*TRY IT:* Will you quote all of the entries, word for word?

━━━ TASK DATA ━━━

Issue #308, opened 2019-12-30
Doesn't support ~ in path 


masukomi:
setup: 
Created a new shard. Wanted to test it locally before pushing

used this in my dependencies:

```
  bayes_classifier:
    path: ~/workspace/bayes_classifier
```

shards kept complaining about 

```
Missing "shard.yml" for "bayes_classifier"
```

but I was confident it was there (and readable). I tweaked `path.cr` to indicate _where_ shards was looking when it failed:

```
$ ~/workspace/shards/shards install
Resolving dependencies
Missing "shard.yml" for "bayes_classifier"
  Expected it at ~/workspace/bayes_classifier/shard.yml
$ ls ~/workspace/bayes_classifier/shard.yml
/Users/masukomi/workspace/bayes_classifier/shard.yml
```

Modifying the value of the `path:` to be `/Users/masukomi/workspace/bayes_classifier` solved the problem. 

using `~` to represent the current user's home directory is an incredibly common and  decades old practice. This should be supported or _at the very least_ the error message should indicate that `~` isn't supported in paths.

j8r:
The [Path](https://crystal-lang.org/api/master/Path.html) type and [File.expand_path](https://crystal-lang.org/api/master/File.html#expand_path(path,dir=nil,*,home=false):String-class-method) supports this special character.
This means shards doesn't use path expansion.

ysbaddaden:
Only absolute paths are supported for `path` value. SPEC should probably be updated to reflect that.

Considering `~` as absolute is debatable.

straight-shoota:
The error message should also be improved. It should not complain about missing `shard.yml` when the entire parent path does not exist.

straight-shoota:
@ysbaddaden Why only absolute paths? I've used relative paths quite successfully. And they are very useful when working on a project with multiple related repositories in a project folder. References between them are easy and you don't need to care about where the project folder lives.

ysbaddaden:
No opinion from me.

━━━

*SOLUTION TO THIS EXERCISE:*
Issue #308, opened 2019-12-30
Doesn't support ~ in path 


masukomi:
setup: 
Created a new shard. Wanted to test it locally before pushing

used this in my dependencies:

```
  bayes_classifier:
    path: ~/workspace/bayes_classifier
```

shards kept complaining about 

```
Missing "shard.yml" for "bayes_classifier"
```

but I was confident it was there (and readable). I tweaked `path.cr` to indicate _where_ shards was looking when it failed:

```
$ ~/workspace/shards/shards install
Resolving dependencies
Missing "shard.yml" for "bayes_classifier"
  Expected it at ~/workspace/bayes_classifier/shard.yml
$ ls ~/workspace/bayes_classifier/shard.yml
/Users/masukomi/workspace/bayes_classifier/shard.yml
```

Modifying the value of the `path:` to be `/Users/masukomi/workspace/bayes_classifier` solved the problem. 

using `~` to represent the current user's home directory is an incredibly common and  decades old practice. This should be supported or _at the very least_ the error message should indicate that `~` isn't supported in paths.

j8r:
The [Path](https://crystal-lang.org/api/master/Path.html) type and [File.expand_path](https://crystal-lang.org/api/master/File.html#expand_path(path,dir=nil,*,home=false):String-class-method) supports this special character.
This means shards doesn't use path expansion.

ysbaddaden:
Only absolute paths are supported for `path` value. SPEC should probably be updated to reflect that.

Considering `~` as absolute is debatable.

straight-shoota:
The error message should also be improved. It should not complain about missing `shard.yml` when the entire parent path does not exist.

straight-shoota:
@ysbaddaden Why only absolute paths? I've used relative paths quite successfully. And they are very useful when working on a project with multiple related repositories in a project folder. References between them are easy and you don't need to care about where the project folder lives.

ysbaddaden:
No opinion from me.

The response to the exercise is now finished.